Sorry, I don't know how to explain it better. It's just too confusing for me.

Also it's like I lost all the confiedence I had, and I doubt in my basic knowledge and logic. 10 * 10 = 100, but I even doubt in this simple thing. Am I sure that it's correct? Why it is correct? I'm trying to recalculate it, trying to reassure myself that I'm correct.

A couple of days ago, I saw a discount advertisement telling something like "If you buy a product from series A, you'll get the product B for free, which will help you keep your hair healthy". I've reread it for maybe 7 times, but still I was not sure that I understood it completely. My thoughts were like "Ok, so if I buy any... yes, any product... What kind of product? From series A... Any product, right? Yes, any product from series A, then what? I'll get the product B..."

Also, some time ago I was watching Jackie Chan's old movie - Police Story.

In that movie police officers made a trick: they asked a witness to stay in the room, but they asked the witness's lawyer to leave the room for 5 minutes. During these five minutes they said nothing to the witness. When she left the room, the lawyer asked what police officers said to the witness. The witness said that nothing. The point of this trick was to make the lawyer to begin doubting that the witness is honest with him, right? But this situation had literally blown my mind. I started to dwell on it - did I understand this trick correctly? Probably I overlooked some detail? Probably police officers overlooked some detail? As I said, it's like I doubt in logic.

The last example  Today, in the morning, I had to take a bus number 4. I know this bus's route since my childhood. But today morning I was SO doubting that I know it. I didn't forget it, I still knew it, but it just FELT like I don't know it, it's like I wasn't sure that I know it.

So it's like I undestand things, I know them, but at the same time I'm not sure about it.

(I'm also afraid that I have some worse mental or brain desease, which made my intelligence low.)

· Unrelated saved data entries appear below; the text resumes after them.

PR #1259, opened 2015-11-19
Refactor FieldTmp Particle Solvers

ax3l:
Refactors the particle solvers that populate `FieldTmp`, e.g., the HDF5 and ADIOS plugins.

The primarily goal of this refactoring is to make the current structure cleaner with separate classes and to allow later on to add solvers that populate `FieldTmp`, e.g., from pure field sources (e.g., div of E, |S|, etc.).

Additionally, namings and results of solvers have been clearified and standardized.

### Changes
 - all namings (according to openPMD ED-PIC extension, [version 1.0.0](https://github.com/openPMD/openPMD-standard/blob/1.0.0/EXT_ED-PIC.md#naming-conventions-for-mesh-records-field-records))
 - `<species>_chargeDensity` (previously called wrong "density", related to #909)
 - `<species>_energyDensity` (now without charge, previously created an
                          energy-charge-density)

### Adds
 - `<species>_density` (an actual density)

### To Do
- [x] run (looked ok)
- [x] run time comparison of results (dev/PR) (help wanted)

PR #1340, opened 2016-01-19
Tools: Fix Naming of HDF5 Density

PrometheusPi:
Follow up to #1259: Due to the update of the naming of some fields in hdf5, the charge conservation tools were outdated. This pull request changes the naming to the new convention. 
```
Density_e -> e_chargeDensity
```

### DIFF
--- a/src/tools/bin/plot_chargeConservation.py
+++ b/src/tools/bin/plot_chargeConservation.py
@@ -89,7 +89,7 @@ def plotError(h5file, slice_pos=[0.5, 0.5, 0.5]):
     charge = np.zeros_like(Ex)
     norm = 0.0
     for field_name in f["/data/{}/fields/".format(timestep)].keys():
-        if field_name[0:8] == "Density_":
+        if field_name[-14:] == "_chargeDensity":
             # load species density
             species_Density = np.array(f["/data/{}/fields/".format(timestep) + field_name])
             # choose norm to be the maximal charge density of all species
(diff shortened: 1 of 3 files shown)


src/tools/bin/plot_chargeConservation.py
```diff
@@ -89,7 +89,7 @@ def plotError(h5file, slice_pos=[0.5, 0.5, 0.5]):
     charge = np.zeros_like(Ex)
     norm = 0.0
     for field_name in f["/data/{}/fields/".format(timestep)].keys():
-        if field_name[0:8] == "Density_":
+        if field_name[1:15] == "_chargeDensity":
```
PrometheusPi: This will not work for species names longer than one character. Let me fix this tomorrow.

src/tools/bin/plot_chargeConservation_overTime.py
```diff
@@ -106,7 +106,7 @@ def deviation_charge_conservation(h5file):
     charge = np.zeros_like(Ex)
     norm = 0.0
     for field_name in f["/data/{}/fields/".format(timestep)].keys():
-        if field_name[0:8] == "Density_":
+        if field_name[1:15] == "_chargeDensity":
```
PrometheusPi: Same here.

src/tools/bin/plot_chargeConservation.py
ax3l: sure, just regex it to match all before the *first* `_`

ax3l:
great, thank you for updating those, too! Did you `grep` if we catched all now?

src/tools/bin/plot_chargeConservation.py
PrometheusPi: instead of using regex, python allows checking the last characters. 
Fixed.

ax3l: even better solution!

PrometheusPi:
Yes, I `grep`ed for the hdf5 string.

ax3l:
excellent! :sparkles:

PR #1342, opened 2016-01-22
cmath: Use Correct C++ Include

ax3l:
Fix all the `<cmath>` includes to be [C++](https://en.wikipedia.org/wiki/C%2B%2B_Standard_Library#C_standard_library).


ax3l:
will fix more in a follow-up

erikzenker:
Very good work :-)

ax3l:
just a little cleanup :cake:

PR #4883, opened 2024-04-25
ADIOS2 v2.10: BP5 is there, but the macro is missing

franzpoeschel:
Fixed in openPMD-api by https://github.com/openPMD/openPMD-api/pull/1614. Versions that don't have this fix will get confused and hand down their confusion to PIConGPU.


psychocoderHPC:
please rebase, our CI was broken because of pip issues

psychocoderHPC (approved):
all fine needs only a rebase and CI needs passing.

PR #4885, opened 2024-04-26
optimize particle restart

psychocoderHPC:
Currently we need to hold all particles for the device in CPU memory to restart from a checkpoint. On systems with large on device memory but low amount of CPU memory e.g. ORNL Frontier we can not restart large simulations.
The OpenPMD plugin has since years chunked particle restart but applied this chunked load only to the frame de-serialization kernel and not to the file load.

This PR is loading particles in chunks/batches with openPMD-api, upload these to the device and is repeating this until all particles are loaded.
This will reduce the CPU memory footprint to `2 * numParticlePerChunk * sizeof(Particle)`.

- [x] tested on our dev server (2 MPI ranks)

### DIFF
--- a/include/picongpu/plugins/openPMD/restart/LoadSpecies.hpp
+++ b/include/picongpu/plugins/openPMD/restart/LoadSpecies.hpp
@@ -136,28 +136,49 @@ namespace picongpu
                 BufferType buffers;
                 FrameType mappedFrame;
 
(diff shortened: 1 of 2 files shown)


ikbuibui (approved):

ikbuibui:
Looks good

PR #4886, opened 2024-04-26
fix CI

psychocoderHPC:
The CI is failing with

```
error: externally-managed-environment

× This environment is externally managed
╰─> To install Python packages system-wide, try apt install
    python3-xyz, where xyz is the package you are trying to
    install.
...
```

when installing packages with pip on new ubuntu versions. I workaround is to pass the parameter `--break-system-packages` to pip. A more clean way would be to use python environments, which is not part of this PR.

### DIFF
--- a/.gitlab-ci.yml
+++ b/.gitlab-ci.yml
@@ -11,6 +11,8 @@ variables:
 
 .base_generate-reduced-matrix:
   stage: generate
+  variables:
+    PIP_BREAK_SYSTEM_PACKAGES: 1
   script:
     - apt update
     - apt install -y python3-pip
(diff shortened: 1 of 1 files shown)


chillenzer:
Have you tried if `--user` suffices to fix this? The line that throws [here](https://gitlab.com/hzdr/crp/picongpu/-/jobs/6723465947) is one without `--user/-U`.

psychocoderHPC:
> Have you tried if `--user` suffices to fix this? The line that throws [here](https://gitlab.com/hzdr/crp/picongpu/-/jobs/6723465947) is one without `--user/-U`.

No, the solution I found was via setting an environment var or using the parameter to disable this warning.

psychocoderHPC:
I will merge this PR to before the CI passed to allow rebasing all blocked PR's

PR #4887, opened 2024-04-26
Sliced writing fixes

franzpoeschel:
- [x] Merge #4882 first

The current implementation of sliced writing re-initializes the components over and over again for each component. For the attributes, that's just duplicate work, but additionally the array sizes get "changed" over and over again (to the same size as before). This might lead to trouble in backends that have restricted support for extensible arrays.

HOWEVER, this PR runs into a bug on the current dev branch of the openPMD-api, probably introduced by https://github.com/openPMD/openPMD-api/pull/1598 and fixed by https://github.com/openPMD/openPMD-api/pull/1615. Will need to do more testing to confirm this. The latest release seems unaffected, but please don't merge just yet.

Apart from this, to workaround another parallel flushing bug that René discovered, I should probably work sth in to make the iteration artificially dirty anyway.

- [x] see above, find a way to make this all work nicely

### DIFF
--- a/include/picongpu/plugins/openPMD/WriteSpecies.hpp
+++ b/include/picongpu/plugins/openPMD/WriteSpecies.hpp
@@ -480,6 +480,9 @@ namespace picongpu
                             globalNumParticles,
                             myParticleOffset + particleOffset);
 
+                        log<picLog::INPUT_OUTPUT>("openPMD: flush particle records for %1%, dumping round %2%")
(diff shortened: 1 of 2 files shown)


franzpoeschel:
I now added a workaround to forcibly mark the iteration dirty. This ensures that things are flushed when they should.

psychocoderHPC (dismissed):

psychocoderHPC:
I rebased this PR

psychocoderHPC (approved):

My description is messy, but please, can anyone relate?


----------



## Doberg (Sep 12, 2013)

AlexSh said:


> Last week I feel really better, but still there is one thing that bothers me a lot.
> 
> It feels like I've become dumber, I think that I somehow lost the ability to grasp and process information as I used to. While doing my job, it takes a lot of effort just to concentrate on the task. It's like every time when I'm trying to think about the task, to figure out the solution, I can only hold focus for 1 microsecond and then it slips away.
> 
> ...


yes the concentration part is normal for dp


----------



## Sike25 (Apr 30, 2012)

This is common with dp. You haven't lost any intelligence that won't be gained back from recovery.


----------



## AlexSh (Oct 19, 2013)

Thank you for your replies!



Selig said:


> This is something that has affected me the most- it makes working difficult and makes me feel very stupid. It's difficult because people with DPD are typically intelligent.
> 
> I would recommend mnemonics and brain exercises, I made an account at luminosity.com. And like Sike said, it does recede after recovery, it's just a side effect we deal with.
> 
> I have no experience with these, but allegedly fish oil in high doses with the proper EPA/DHA ratio is supposed to have an impact on mental clarity. I don't know the truth behind this, but if I were to try supplementation with it, it would be pharmaceutical grade.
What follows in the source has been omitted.